• **Problem to solve**
All lines containing the string "successfully" must be copied from the entries.

(Collected data)
________

PR #1202, opened 2026-08-31
OCPBUGS-101991: CVE-2026-33814 openshift4/ose-monitoring-plugin-rhel9: Go HTTP/2: Denial of Service via malformed SETTINGS_MAX_FRAME_SIZE frame [openshift-4.22]

tonyxrmdavidson:
Remediates CVE-2026-33814, a denial-of-service vulnerability in Go's HTTP/2 implementation (golang.org/x/net) where a malformed SETTINGS_MAX_FRAME_SIZE frame can be used to crash or hang a server.

Changes

- Added a replace directive in go.mod pointing golang.org/x/net to the patched fork github.com/openshift-sustaining/net@v0.50.0-sec.4.
- Bumped golang.org/x/net from v0.34.0 → v0.49.0 (via the replace) along with transitively affected golang.org/x/sys, golang.org/x/term, and golang.org/x/text to satisfy go mod tidy.
- Updated go.sum accordingly.

Testing

- make build-backend — builds successfully with go 1.24.0.
- make test-backend — all tests in ./pkg/... pass.


jgbernalp:
@tonyxrmdavidson not sure this is the right approach to fix this, I think it will be better to upgrade the go version in `go.mod` to 1.26.6 which patches a series of other CVEs. For this, we can check with the ART team, which productizes this plugin, to update to an appropriate go base image for the version mentioned before. Also upgrade to `golang.org/x/net v0.56.0` rather than adding a replace directive that will be harder to maintain. WDYT?

germanparente:
@jgbernalp in sustaining we fix the golang cves in all golang versions. So as not to have to bump golang. In this case 4.22 is built by default by ART with 1.25 and we try to keep this fixed.

PR #1216, opened 2026-09-01
OCPBUGS-103703: CVE-2026-33814-4-19 openshift4/ose-monitoring-plugin-rhel9: Go HTTP/2: Denial of Service via malformed SETTINGS_MAX_FRAME_SIZE frame [openshift-4.19]

tonyxrmdavidson:
golang.org/x/net's HTTP/2 implementation is vulnerable to a denial-of-service attack (CVE-2026-33814). A malicious or malformed peer can send an HTTP/2 SETTINGS frame with an invalid/out-of-range SETTINGS_MAX_FRAME_SIZE value. The affected code fails to properly validate this setting before using it to size internal buffers/frame handling, allowing a remote peer to trigger excessive resource consumption or a crash in the server, resulting in denial of service.

Fix: added a replace directive in go.mod (replace golang.org/x/net => github.com/openshift-sustaining/net v0.50.0-sec.4) swapping upstream golang.org/x/net for a patched fork that backports the upstream fix for CVE-2026-33814. The require block still lists golang.org/x/net v0.49.0 // indirect; this is expected, as replace unconditionally overrides that at build time (confirmed via go list -m golang.org/x/net, which resolves to the patched fork). go.sum updated with corresponding checksums.

Testing: make build-backend builds successfully against the patched module; make test-backend passes all tests in ./pkg/....

Backend-only change (Go module dependency), no application code modified. Target branch: release-4.19.


PeterYurkovich:
`/lgtm`

PeterYurkovich:
I'll let gabriel finish his discussion on the 4.22 PR before merging this one

PR #1228, opened 2026-09-01
OU-1472: perses version upgrade fixes

PeterYurkovich:
<sub>Stack created with <a href="https://github.com/github/gh-stack">GitHub Stacks CLI</a> • <a href="https://gh.io/stacks-feedback">Give Feedback 💬</a></sub>

## Summary by CodeRabbit

* **Tests**
  * Improved dashboard editor test reliability when setting static variable values.
  * Updated query type selection checks to target the correct control.
  * Improved chart value assertions for both data-present and no-data states.


etmurasaki:
This e2e-perses will probably fail due to mismatch between perses upgrade and UI

PR #140, opened 2023-11-05
Fix grammar of `parameter` in `intmodule`

SpriteOvO:
`parameter`s in `intmodule` should have names, for example

```firrtl
intmodule MyIntModule :
  input in : UInt
  output out : UInt<8>
  intrinsic = testIntrinsic1
  parameter FORMAT = "xyz_timeout=%d\n"
  parameter DEFAULT = 0
  parameter WIDTH = 32
  parameter DEPTH = 32.42
```

### DIFF
--- a/spec.md
+++ b/spec.md
@@ -3379,7 +3379,7 @@ decl_intmodule =
   "intmodule" , id , ":" , [ info ] , newline , indent ,
     { port , newline } ,
     "intrinsic" , "=" , id , newline ,
-    { "parameter" , "=" , ( int | string_dq ) , newline } ,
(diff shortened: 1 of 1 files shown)


seldridge (approved):
Thanks!

mwachs5:
please mark this as `patch` and add somethign to the version history for this since it does actually change the spec document

SpriteOvO:
@mwachs5 Sorry about that, I didn't checked the contribution guide. Since it's already merged, the only way to change the commit message is force-push, but that's not a good idea for the main branch. I'll pay attention to it next time.

PR #141, opened 2023-11-06
[nfc] Reorganize and Rename Appendices

mmaloney-sf:
- Move "Primitive Operations" section closer to the bottom.
- Rename a "FIRRTL Language Definition" to "Grammar".
- Rename "Details about Syntax" to "Notes on Syntax".

### DIFF
--- a/revision-history.yaml
+++ b/revision-history.yaml
@@ -5,12 +5,14 @@ revisionHistory:
   # additions to the specification should append entries here.
   thisVersion:
     spec:
-      - Add public modules.  Change circuits to support any number of public
-        modules which may have disjoint instance hierarchies.
+      - Add public modules.
+        Change circuits to support any number of public modules which may have disjoint instance hierarchies.
+      - Rename a "FIRRTL Language Definition" to "Grammar".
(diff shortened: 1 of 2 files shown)


seldridge (approved):

seldridge:
Only thing that would be good for this type of thing is to add entries to the `revision-history.yaml` and to use commit/PR tags. E.g., `[nfc]`.

mmaloney-sf:
@seldridge Done.

I'm a little worried about spamming the revision section with all the changes I want to make during this reorganization effort. Any thoughts on how to mitigate that?

seldridge:
It's fine if there wind up being a lot of entries. Alternatively, the revision-history can just be amended. Obviously, don't edit anything in `oldVersions`. However, `thisVersion` can be updated as opposed to always adding new items.

mmaloney-sf:
I'm also moving the "Literals" section. It feels like it got separated from the herd. It's not important enough for its own top-level section, and I'm sticking it under the "Notes on Syntax" section. 

I'm also removing the heading on radix-specified integer literals. (The content is still there).

PR #144, opened 2023-11-07
[patch] Types Section Reorg

mmaloney-sf:
This PR re-orders a few sections under the Types section. The easiest way to review this is commit-by-commit.
Also, add `type` as a keyword for syntax highlighting.

No copy has been changed.

Some high-level points:

- Float property types up, since they are the four tier of the standard taxonomy (along with ground and aggregate and reference types).
- Move passive types up, since that feature is central and very stable.
- The probes section had a bunch of copy that isn't relevant to the type system and has been moved to the section of probes below.

All of this is prepwork for a heavy upcoming rewrite of the types section.

### DIFF
--- a/include/firrtl.xml
+++ b/include/firrtl.xml
@@ -10,6 +10,7 @@
     </list>
     <list name="keywords">
       <item>input</item>
+      <item>type</item>
       <item>output</item>
       <item>defname</item>
       <item>parameter</item>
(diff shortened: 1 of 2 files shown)


include/firrtl.xml
```diff
@@ -10,6 +10,7 @@
     </list>
     <list name="keywords">
       <item>input</item>
+      <item>type</item>
```
seldridge, line 13: Good catch.

seldridge (approved):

________

• **Task solution**
- make build-backend — builds successfully with go 1.24.0.
Testing: make build-backend builds successfully against the patched module; make test-backend passes all tests in ./pkg/....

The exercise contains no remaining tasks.